» **Exercise objective**:
The data must be returned in full and exactly as given.

» **The input**:
PR #1227, opened 2017-01-06
`throw` always considered to be a side effect

kzc:
Fixes one of the bugs listed in #305


Rich-Harris:
Ah, yep. This distinction made a bit more sense (though maybe not that much) back when Rollup could only remove top-level statements. Now that it's a lot more granular there's no need for it. Thanks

» **Answer to this exercise**:
PR #1227, opened 2017-01-06
`throw` always considered to be a side effect

kzc:
Fixes one of the bugs listed in #305


Rich-Harris:
Ah, yep. This distinction made a bit more sense (though maybe not that much) back when Rollup could only remove top-level statements. Now that it's a lot more granular there's no need for it. Thanks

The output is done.